[Bug] grad_weight can't be NoneType when running with DeepSpeed on Zero3.

microsoft / Megatron-DeepSpeed

Ongoing research training transformer language models at scale, including: BERT & GPT-2

Other

1.89k stars 344 forks source link

[Bug] grad_weight can't be NoneType when running with DeepSpeed on Zero3. #428

Closed ys950902 closed 1 month ago

ys950902 commented 3 months ago

When running the Megatron-DeepSpeed with DeepSpeed on zero3, the grad_weight is set to None by default, that will cause the error issue below: https://github.com/microsoft/DeepSpeed/blob/master/deepspeed/runtime/zero/stage3.py#L1253 AttributeError: 'NoneType' object has no attribute 'numel' This pr is to fix this error issue, the weight.grad equals to grad_weight.

ys950902 commented 3 months ago

@tjruwase could you please take a look on this pr, it will block the users to use the zero3 stage.

ys950902 commented 2 months ago

Any concern for this pr?

tjruwase commented 2 months ago

@ys950902, apologies for the delay on this PR. I am confused about this issue since Megatron-DeepSpeed and ZeRO3 have always been compatible. Can you share some repro details to help my understanding? Thanks!

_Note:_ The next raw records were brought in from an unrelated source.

PR #2152, opened 2024-04-03
Fix: heap corruption in the Graphing mode

tian-lt:
## What
We've observed some app crash session happening around the graphing calculator. A high-repro-rate approach is launching Calculator twice to the Graphing mode. Tips: using the gflags tool to inspect pageheap can have almost 100% repro.

## Root cause
Graphing mode may render curves in two different threads. See more at `RenderMain::RunRenderPass()` and `RenderMain::RunRenderPassAsync()`. The former is always executed in the UI thread, while the latter is always going to run on a background thread. Such implementation introduces a complexity of managing inter-thread synchronization, and the current is codebase is not doing good on that.
A minimum fix is do not run render passes on different threads. It helps us get rid of the problem of race condition and data race. It also eliminates the needs of managing the *happens-before* relationship between the store/load operations over the same piece of memory on different threads, which cannot be achieve by simply locking a *critical section*.
It's hard to believe that this minimum could lead to a performance problem on rendering, because:
1. `RunRenderInternal()` is and must be an efficient function for it's the bottleneck of image presenting.
2. Render passes are mostly run synchronously in UI thread, in some cases they may run in a background thread. If we are not seeing any problems of rendering performance, we will not see any of them when doing the same work in UI thread asynchronously.
3. All the graphics are rendered on demand. There is not a stable FPS render running behind the scenes. Hence, if there's any defects in this fix, it won't be amplified.

## Changes
- Always run render passes on the same thread, i.e. the UI thread.
- Use `concurrency::task<bool>` as coroutine to return the result of `RunRenderPassInternal`.
- Remove the *critical_section* - `RenderMain::m_criticalSection`
- Removed some unused fields.
- Fix some wrong use of `IAsyncAction`
- Add `std::` back to *Grapher.cpp*.

### DIFF
--- a/src/GraphControl/Control/Grapher.cpp
+++ b/src/GraphControl/Control/Grapher.cpp
@@ -543,7 +543,7 @@ namespace GraphControl
         if (m_graph != nullptr && m_renderMain != nullptr)
         {
             m_graph->SetArgValue(variableName->Data(), newValue);
-            m_renderMain->RunRenderPass();
+            [](RenderMain ^ renderMain) -> winrt::fire_and_forget { co_await renderMain->RunRenderPassAsync(); }(m_renderMain);
         }
     }
 
--- a/src/GraphControl/Control/Grapher.cpp
+++ b/src/GraphControl/Control/Grapher.cpp
@@ -11,7 +11,6 @@ using namespace GraphControl;
 using namespace GraphControl::DX;
 using namespace Platform;
 using namespace Platform::Collections;
-using namespace std;
 using namespace Concurrency;
 using namespace Windows::Devices::Input;
 using namespace Windows::Foundation;
@@ -54,9 +53,9 @@ namespace
     // posX/posY are the pointer position elements and width,height are the dimensions of the graph surface.
     // The graphing engine interprets x,y position between the range [-1, 1].
     // Translate the pointer position to the [-1, 1] bounds.
-    __inline pair<double, double> PointerPositionToGraphPosition(double posX, double posY, double width, double height)
+    __inline std::pair<double, double> PointerPositionToGraphPosition(double posX, double posY, double width, double height)
     {
-        return make_pair((2 * posX / width - 1), (1 - 2 * posY / height));
+        return std::make_pair((2 * posX / width - 1), (1 - 2 * posY / height));
     }
 }
 
@@ -71,7 +70,7 @@ namespace GraphControl
 
         m_solver->ParsingOptions().SetFormatType(s_defaultFormatType);
         m_solver->FormatOptions().SetFormatType(s_defaultFormatType);
-        m_solver->FormatOptions().SetMathMLPrefix(wstring(L"mml"));
+        m_solver->FormatOptions().SetMathMLPrefix(L"mml");
 
         DefaultStyleKey = StringReference(s_defaultStyleKey);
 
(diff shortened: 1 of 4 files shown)


src/GraphControl/DirectX/RenderMain.cpp
```diff
@@ -210,53 +201,37 @@ namespace GraphControl::DX
...
-
         return RunRenderPassInternal();
     }
 
-    IAsyncAction ^ RenderMain::RunRenderPassAsync(bool allowCancel)
+    concurrency::task<bool> RenderMain::RunRenderPassAsync(bool allowCancel)
     {
-        // Try to cancel the renderPass that is in progress
-        if (m_renderPass != nullptr && m_renderPass->Status == ::AsyncStatus::Started)
+        if (allowCancel)
```
guominrui, line 209: Just according to the original implementation of this method, originally `allowCancel` is for the task being fired. For example, task 1 is fired with `false`, then when firing task 2, no matter `allowCancel` is true or false, the task 1 will not be canceled.
But after this change, task 2 with `true` will cancel the task 1. Not sure if this is as expected.

src/GraphControl/DirectX/RenderMain.cpp
```diff
@@ -47,6 +46,7 @@ namespace GraphControl::DX
 
     RenderMain::~RenderMain()
     {
+        m_renderPassCts.cancel();
```
guominrui, line 49: Maybe it's not enough to protect from using destructed `this` in `RunRenderPassInternal`. For example, 

1. `RunRenderPassAsync();`
2. Then `RunRenderPassAsync(false)`, it will not cancel the first task, but `m_renderPassCts` will be replaced with the one for the new task.
3. Before the two scheduled tasks execute, destroy `this`, the second task will be cancelled, will not call `RunRenderPassInternal`. But the first task can't be cancelled.

src/GraphControl/Control/Grapher.cpp
```diff
@@ -54,9 +53,9 @@ namespace
     // posX/posY are the pointer position elements and width,height are the dimensions of the graph surface.
     // The graphing engine interprets x,y position between the range [-1, 1].
     // Translate the pointer position to the [-1, 1] bounds.
-    __inline pair<double, double> PointerPositionToGraphPosition(double posX, double posY, double width, double height)
+    __inline std::pair<double, double> PointerPositionToGraphPosition(double posX, double posY, double width, double height)
     {
-        return make_pair((2 * posX / width - 1), (1 - 2 * posY / height));
+        return std::make_pair((2 * posX / width - 1), (1 - 2 * posY / height));
```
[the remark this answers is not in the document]
tian-lt: Sounds good. I double checked the c++ version that the project is using, it is targeting C++17, which has CTAD. Updated per the suggestion.

src/GraphControl/Control/Grapher.cpp
```diff
@@ -392,11 +379,11 @@ namespace GraphControl
             {
                 initResult = TryInitializeGraph(keepCurrentView, graphExpression.get());
 
-                if (initResult != nullopt)
+                if (initResult.has_value())
                 {
-                    auto graphedEquations = initResult.value();
+                    auto graphedEquations = *initResult;
```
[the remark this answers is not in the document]
tian-lt: nice catch

src/GraphControl/DirectX/RenderMain.cpp
tian-lt: Good point. Yes, the cancellation point was not doing right. I updated it to the first place where the task gets resumed.
Also, I removed the cancellation token and choose to use an integer to tag a version for each async task. Because it is much cheaper and works well in the same thread.

src/GraphControl/DirectX/RenderMain.cpp
tian-lt: Good point. Updated to use a WeakReference to prevent from use-after-free.

guominrui (approved):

ys950902 commented 1 month ago

@ys950902, apologies for the delay on this PR. I am confused about this issue since Megatron-DeepSpeed and ZeRO3 have always been compatible. Can you share some repro details to help my understanding? Thanks!

Hi @tjruwase, sorry for late response, for zero-bubble added in latest Megatron-DeepSpeed, the backward computation will be divided in two parts(weight gradient and output), and the weight gradient will not compute at once and will set to be None, when in running zero2/3 will divided the gradient may cause some unexpected error, this pr is to add the flag when doing pipeline-parallelism go the current path, when doing zero2/3 go the former path.

ys950902 commented 1 month ago

Hi @tjruwase, if you still have some concern for this pr, please let me know.

tjruwase commented 1 month ago

Hi @tjruwase, sorry for late response, for zero-bubble added in latest Megatron-DeepSpeed, the backward computation will be divided in two parts(weight gradient and output),

Thanks for the explanation. In that case, shouldn't this behavior depend on whether zero-bubble is enabled? In other words, check for args.enable_zbh1_pipeline. Can you please clarify?

ys950902 commented 1 month ago

Hi @tjruwase, sorry for late response, for zero-bubble added in latest Megatron-DeepSpeed, the backward computation will be divided in two parts(weight gradient and output),

Thanks for the explanation. In that case, shouldn't this behavior depend on whether zero-bubble is enabled? In other words, check for args.enable_zbh1_pipeline. Can you please clarify?

Thanks for your reply, yes, maybe check for args.enable_zbh1_pipeline is more reasonable, because for pipelien-parallelism, only supported for ZERO1/ZERO0 on Deepspeed, it won't divided the gradient, so is also okay set to NONE on weight gradient calculation. I will modify the check to args.enable_zbh1_pipeline to avoid the confuse.

ys950902 commented 1 month ago

Hi @tjruwase, I noticed the bug issue https://github.com/microsoft/Megatron-DeepSpeed/issues/442 in zero-bubble, so I did a little modified to better understanding for customers, and this pr is the solution for this bug, Only enable args.enable_zbh1_pipeline go this path calculate the weight gradient when schedule is pop, when is not enable go the former path to calculate the weight gradient. I think this is more clear. And if approved, could you please also merge this pr, then we can upgrade the Megatron-DeepSpeed to latest for next release.